= Mark Philp =

Mark Philp (born 17 May 1952) is a British political philosopher and historian of political thought who specialises in British political thought in the late 18th and early 19th centuries. He has published books on Thomas Paine and on responses to the French Revolution in Britain.

Philp was a Fellow of Oriel College from 1983 to 2013, and was head of the then newly created University of Oxford Department of Politics and International Relations from 2000 to 2005. He is currently professor of History and Politics at the University of Warwick working on political corruption and the standards of public life, as well as democratic thought in the late eighteenth and early nineteenth centuries. . Recently, Philp completed a three-year digitisation project of the diaries of William Godwin, funded by a Leverhulme Research Project Grant. .

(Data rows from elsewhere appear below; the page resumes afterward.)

PR #135, opened 2017-04-10
Update federal account spending over time

ebdabbs:
Added view by quarters functionality using new endpoints; setup for Object Class filter.


src/js/containers/account/visualizations/AccountTimeVisualizationContainer.jsx
```diff
@@ -103,52 +148,92 @@ export class AccountTimeVisualizationSectionContainer extends React.Component {
...
+                const quarters = [];
+                const yData = [];
+                data.forEach((balance, index) => {
+                    balance.data.results.forEach((group, index2) => {
+                        if (index == 0) {
+                            quarters.push(group.item + " Q" + group.submission__reporting_fiscal_quarter);
+                            yData.push({});
+                            yData[index2].outlay = parseFloat(group.aggregate);
+                        }
+                        // is there a more efficient way to do this?
```
kevinli-work: Yes there is. `this.balanceRequests` is an array of objects. For each API call that is made:
```
{
    cancel: // function to cancel the API call
    promise: // the JS promise that contains the API call
    type: "outlay" // a string indicating the data type that lines up with the property you are setting
}
```

So you can simply do:
```
const type = this.balanceRequests[index2].type;
yData[index2][type] = parseFloat(group.aggregate);
```

kevinli-work: Also, come up with a better variable name than `index2`.

src/js/helpers/accountQuartersHelper.js
```diff
@@ -0,0 +1,55 @@
+/**
+ * accountQuartersHelper.js
+ * Created by Lizzie Salita 4/04/17
+ */
+
+import Axios, { CancelToken } from 'axios';
+
+import kGlobalConstants from 'GlobalConstants';
+
+export const fetchFederalAccount = (id) => {
```
kevinli-work: Is this a duplicate from `accountHelper`?

PR #136, opened 2017-04-10
DS-979 Award Summary Additional Details

ejgullo:
Updates for Financial System Information and Additional Information tables on Contract & Grant pages
- Added default 'Not Available' state to all fields
- Replaced null values with available fields
- Added values to `FinancialSystemItem.js` handler
- Remapped field names that have changed
- Verified fields with Kristine


src/js/dataMapping/contracts/additionalDetails.js
```diff
@@ -43,12 +43,12 @@ export const parentFields = [
     {
         label: 'IDC Type',
         field: '__special',
-        parse: () => null
+        parse: (data) => data.latest_transaction.contract_data.type_of_idc
```
kevinli-work: Unless you need to do custom parsing, you can just replace the `field` value with the field name and remove the `parse` function. These are mostly here to return `null` values before we had these fields in the API.

src/js/components/award/details/additional/AssistanceAdditionalDetails.jsx
```diff
@@ -14,12 +17,95 @@ const propTypes = {
...
+                let finItem = {};
+
+                res.data.results.forEach((item) => {
+                    finItem = new FinancialSystemItem(item);
+                });
+
+
+                this.setState({
+                    hasLoaded: true,
+                    inFlight: false,
```
kevinli-work: Can we use the `inFlight` state to prevent the group values from display "Not available" while the API request is still pending? Right now it flickers to "Not available" until the API responds.

src/js/dataMapping/contracts/additionalDetails.js
ejgullo: Gotcha, I'll clear those up!

kevinli-work:
This is happening when there's no date range:
screen shot 2017-04-11 at 11 18 00 am

Also can you deal with the merge conflicts?

PR #137, opened 2017-04-10
Feature About Page

dfrasier:
About us Page!


kevinli-work:
This PR appears to break the CSS on the awards pages:
screen shot 2017-04-11 at 11 21 13 am

src/_scss/pages/about/aboutPage.scss
```diff
@@ -0,0 +1,26 @@
+@import "../../mixins/fullSectionWrap";
```
kevinli-work: Import statements need to happen inside the CSS class block, otherwise the styles being imported are unconstrained - that is automatically applied throughout the site. This is causing other pages to display incorrectly.

PR #138, opened 2017-04-10
Fix: Object Class in Financial System

kevinli-work:
* Update Financial System Details model to correctly parse updated API response


kevinli-work:
* Updated to include corrected table pagination and updated tests

PR #143, opened 2017-04-14
Federal Accounts: Spending by Award

kevinli-work:
* Implements spending by award table on the federal account page
* Integrates with FY filter and object class filter
* Tables are sortable and link to their award pages


src/js/components/account/awards/AccountAwardsSection.jsx
```diff
@@ -0,0 +1,79 @@
...
+        window.addEventListener('resize', this.setTableWidth);
+    }
+
+    componentWillUnmount() {
+        // stop watching for size changes
+        window.removeEventListener('resize', this.setTableWidth);
+    }
+
+    setTableWidth() {
+        const tableWidth = this.tableWidthController.clientWidth - 2;
```
mab6bf: Can we document why this is required?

Philp currently chairs the research advisory board for the United Kingdom's Committee on Standards in Public Life.

== Books ==
- Reforming Ideas in Britain: Politics and Language in the Shadow of the French Revolution 1798-1815 [2013]
- Thomas Paine (Very Interesting People) [2007] OUP Page, with Contents
- Political Conduct [2007] HUP Page, with Description
- Resisting Napoleon: The British Response to the Threat of Invasion 1797–1815 (Editor) [2006]
- Napoleon and the Invasion of Britain (with Alexandra Franklin) [2003]
- Rights of Man, Common Sense, Other Political Writings (Oxford World Classics; Editor) [1998]
- The Political and Philosophical Writings of William Godwin (Pickering Masters; edited with Martin FitzPatrick and William St. Clair) [1993]
- The Collected Novels and Memoirs of William Godwin (Pickering Masters; edited with Pamela Clemit and Maurice Hindle) [1992]
- The French Revolution and British Popular Politics (Editor) [1991]
- Paine (Past Master's) [1989]
- Godwin's Political Justice [1986]

He is also Series Editor of the Oxford University Press Founders of Modern Political and Social Thought series, which presently includes volumes on Plato, Aristotle, Aquinas, Machiavelli, Rousseau, Tocqueville and Durkheim.